THE OCCURRENCE OF MITOCHONDRIAL AUTOPHAGY AND NLRP3 INFLAMMATORY CORTICES AFTER CRANIOCEREBRAL TRAUMA AND THEIR CORRELATION WITH NEUROINFLAMMATORY RESPONSES

Mu He¹, Han Li¹, Xiaoli Min^{2, *}

¹Sichuan Province Forest Center Hospital, Chengdu 610081, PR China - ²Department of Cerebrovascular Disease, The Second Affiliated Hospital, Kunming Medical

Objective: To analyze mitochondrial autophagy and nod-like receptor protein 3 (NLRP3) inflammidas after traumatic brain injury and their correlation with neuroinflammatory responses.

Methods: Five cases of craniocerebral injury (the observation group) and 5 cases of non-craniocerebral injury (control group) were randomly selected. The expressions of autophagy-related proteins and mitochondrial marker proteins in brain tissues of each group were determined. Then 36 clean healthy male SD rats were randomly selected and divided evenly into a sham operation group and a model group. The rat model of brain injury was established. The autophagy inhibitor 3-methyladenine (3-MA), mitochondrial autophagy agent Mdivi-1, and autophagy agonist RAPA were used to regulate the mitochondrial autophagy after brain injury. The expression levels of LC3-Ⅱ, interleukin 1β (IL-1β), and caspase-1 expression were determined in each group. The expression levels of NLRP3, IL-1β, IL-18, and caspase-1 in the brain tissues of each group were measured by using 3-MA and Mdivi-1 to inhibit mitochondrial autophagy. The expression levels of NLRP3, IL-1β, and caspase-1 in the NLRP3 down-regulated group and the NLRP3 down-regulated control group were measured. Six rats to be knockouts of NLRP3, caspase-1, and IL-1βR were selected and bred with C57/B6-J mice. Another six wild-type mice in the same nest were selected as the control group.

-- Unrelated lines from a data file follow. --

PR #14019, opened 2026-08-23
Speech to text: transcription quality report, non-speech/repeat removal, overlap fix (#13973)

### LINKED ISSUE #13973: Speech to Text Post Processing Problems.
There are a number of problems that can occur that the current post processing does not detect or correct.

For a number of these problems it is required that SE first develop a number which represents the duration per word.  This is obtained by dividing the number of words in a subtitle into the duration.  This yields a number I call duration per word (DPW).  Here are the specific problems:

Subtitle to short:  Text to speech of produces subtitles that are two short.  The most common are short (one word subtitles) that are displayed for short time.  A subtitle with a display time of .2 sec is definitely too short to be comprehended.  I am not sure what the optimal display time should be, but the more words there are the long a subtitle needs to be.  Hence the DPW calculation.

Subtitle too long:  Any subtitle of over 10 seconds duration is definitely bad.  Especially when there are only a few words so the DPW is too high.  Again I not sure what is optimal or how to correct (i.e shorten, delete all together, request rescan of effected audio. 

Overlapping Subtitles:  Text to speech often produces subtitles that overlap with one another.  There is not warning about this.  Although overlaps are colorized differently there is not easy way to find them or quickly move from one to another.

Unwanted SDH:  It appears that Whisper at least has added an undocumented feature that if there is a long portion (over a minute) of audio that has no speaking Whisper adds a line to say what it thinks is going on.  Like Music, Waves, etc.

Subtitles that do not make sense:  Often subtiles are produced that make no sense.  Say the dectected speech is "The boy ran up the hill".  Subtitles will be produced that say:

The (one subtitle)
boy (next subtitle)
ran up the hill (next subtitle)

Some kind of cross subtitle grammar checking would yield much more meaningful subtitles.

niksedk:
Addresses the post-processing part of #13973 — the reporter's core ask was that SE should *tell you* when a transcription went badly, and fix what it safely can.

## What's new

**Quality report window** (shown after a single-file transcription when anything was found; batch runs log a one-line summary to the console instead):

- Summary cards per issue type — click to filter the table
- Table of affected lines with number, start/end, detail (duration / cps / overlap ms) and text
- "Do not show this report again" checkbox; re-enable via post-processing settings

**Detected issue classes** (thresholds come from the user's general timing settings so the report agrees with the grid colouring):
| Type | Rule |
|---|---|
| Too short | duration < min display time, or reading speed > max cps |
| Too long | duration > max display time, or ≥ 4 s with < 2 cps (a few words over a long span — typical hallucination) |
| Overlapping | end time later than next line's start |
| Non-speech | line is only `[Music]` / `(waves)` / `♪` style descriptions |
| Repeated | same text as the previous line (engine loop) |

**New post-processing options** (both off by default):
- *Remove non-speech lines*
- *Remove repeated lines* — compares against the last kept line, so a run of identical lines collapses to one

**Fix short duration** now also runs `FixOverlappingDisplayTimes` afterwards, so engine overlaps (and any created by extending short lines) don't arrive in the grid as red.

## Notes
- Report is always computed, even with post-processing off, so the user still gets told.
- `English.json` intentionally untouched (generated from the language classes).
- Not in this PR: "go to next overlap" navigation and per-engine doc links (separate follow-ups).

## Tests
- 9 new tests in `SpeechToTextPostProcessorTests.cs` (non-speech/repeat detection, analyzer per type, removal on/off, overlap fix chained, report with post-processing off)
- Layout verified with a headless `CaptureRenderedFrame()` render.

Closes #13973

### DIFF
--- a/src/ui/DependencyInjectionExtensions.cs
+++ b/src/ui/DependencyInjectionExtensions.cs
@@ -213,6 +213,7 @@ using TmpegEncXmlPropertiesViewModel = Nikse.SubtitleEdit.Features.Files.FormatP
 using VideoPlayerUndockedViewModel = Nikse.SubtitleEdit.Features.Shared.Undocked.VideoPlayerUndockedViewModel;
 using SpeechToTextAdvancedViewModel = Nikse.SubtitleEdit.Features.Video.SpeechToText.SpeechToTextAdvancedViewModel;
 using SpeechToTextPostProcessingViewModel = Nikse.SubtitleEdit.Features.Video.SpeechToText.SpeechToTextPostProcessingViewModel;
+using SpeechToTextQualityReportViewModel = Nikse.SubtitleEdit.Features.Video.SpeechToText.SpeechToTextQualityReportViewModel;
 
 namespace Nikse.SubtitleEdit;
 
@@ -571,6 +572,7 @@ public static class DependencyInjectionExtensions
         collection.AddTransient<WebVttStylePickerViewModel>();
         collection.AddTransient<SpeechToTextAdvancedViewModel>();
         collection.AddTransient<SpeechToTextPostProcessingViewModel>();
+        collection.AddTransient<SpeechToTextQualityReportViewModel>();
         collection.AddTransient<WordListsViewModel>();
     }
 
--- a/src/ui/Features/Video/SpeechToText/SpeechToTextPostProcessingViewModel.cs
+++ b/src/ui/Features/Video/SpeechToText/SpeechToTextPostProcessingViewModel.cs
@@ -1,4 +1,4 @@
-using Avalonia.Controls;
+﻿using Avalonia.Controls;
 using Avalonia.Input;
 using Avalonia.Media;
 using CommunityToolkit.Mvvm.ComponentModel;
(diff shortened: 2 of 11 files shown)


GitGianluc:
@niksedk just one question: ~is the transcription quality report (or the notification that the check has taken place) only displayed if any issues are detected?~

> **Quality report window** (shown after a single-file transcription when anything was found; batch runs log a one-line summary to the console instead)

I started a transcription using v5.2.0-beta23 with post-processing ON, but I haven’t received any notification regarding the transcription quality check; however, if you open the console log, you can see: `Quality check: no issues found in 112 lines`.

Basically, I’d be interested to know whether it’s possible to manually fire up the quality check function or read the quality check report once the speech-to-text conversion is complete. Thanks!

niksedk:
> @niksedk just one question: ~is the transcription quality report (or the notification that the check has taken place) only displayed if any issues are detected?~
> 
> > **Quality report window** (shown after a single-file transcription when anything was found; batch runs log a one-line summary to the console instead)
> 
> I started a transcription using v5.2.0-beta23 with post-processing ON, but I haven’t received any notification regarding the transcription quality check; however, if you open the console log, you can see: `Quality check: no issues found in 112 lines`.
> 
> Basically, I’d be interested to know whether it’s possible to manually fire up the quality check function or read the quality check report once the speech-to-text conversion is complete. Thanks!

You have to enable the report in the post-processing settings:
image
The report will only be shown if the transcription has any issues.

It's a lot like the "List errors" (Command+F8) from the main window.

GitGianluc:
@niksedk thanks for letting me know!

By the way, shouldn’t an important command such as ‘List errors’ be visible in the ‘Edit’ or ‘Tools’ menu? Or shouldn’t it be a customisable toolbar button?  ;-)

Results: Compared with the control group, in the observation group the brain tissue p62, COXIV, TOM40, and MnSOD expression levels clearly declined and the LC3-Ⅱ expression level increased significantly (P<0.01). Compared with the model group, model group rats LC3-Ⅱ and caspase-1, IL-1β expression level increased significantly (P<0.05). Compared with the model group, the expression levels of LC3-Ⅱ in the 3-MA group significantly declined, but the IL-1β and caspase-1 expression levels increased significantly. The LC3-Ⅱ expression level increased significantly and the IL-1β and caspase-1 expression level clearly declined in both the Mdivi-1 and RAPA groups (P<0.05). Compared with the sham operation group, there was no significant difference in the time the rats were on the balance beam before injury (P>0.05). Starting from 1 day after the injury, the time the rats in the Mdivi-1 group stayed on the balance beam was significantly shortened, and the time to find the hidden platform was significantly prolonged starting from 12 days after injury (P<0.01). Compared with the control group, NLRP3, IL-1β, IL-18, and caspase-1 significantly declined in the brain tissue of the observation group (P<0.05). Compared with the NLRP3 down-regulated control group, the expression levels of NLRP3, IL-1β investment, and caspase-1 in the brain tissue of the NLRP3 down-regulated group were significantly reduced (P<0.01). There was no significant difference in the time the rats stayed on the balance beam before injury (P>0.01). From 2 days after injury, compared with the wild-type control group, the NLRP3, IL-1β, and caspase-1 knockout group rats spent significantly more time on the balance beam. From 11 days after injury, rats in the NLRP3, IL-1β, and caspase-1 knockout group took significantly more time to find the hidden platform (P<0.01). 

Conclusion: NLRP3 expression and mitochondrial autophagy were significantly increased after craniocerebral injury. Mitochondrial autophagy has a protective effect on nerve function, and inhibiting mitochondrial autophagy will significantly aggravate the neuroinflammatory response and hinder the recovery of nerve function. However, the NLRP3-mediated neuroinflammatory response is significantly enhanced, and down-regulation of NLRP3 expression can significantly reduce the neuroinflammatory response caused by craniocerebral injury, which is conducive to the recovery of nerve function.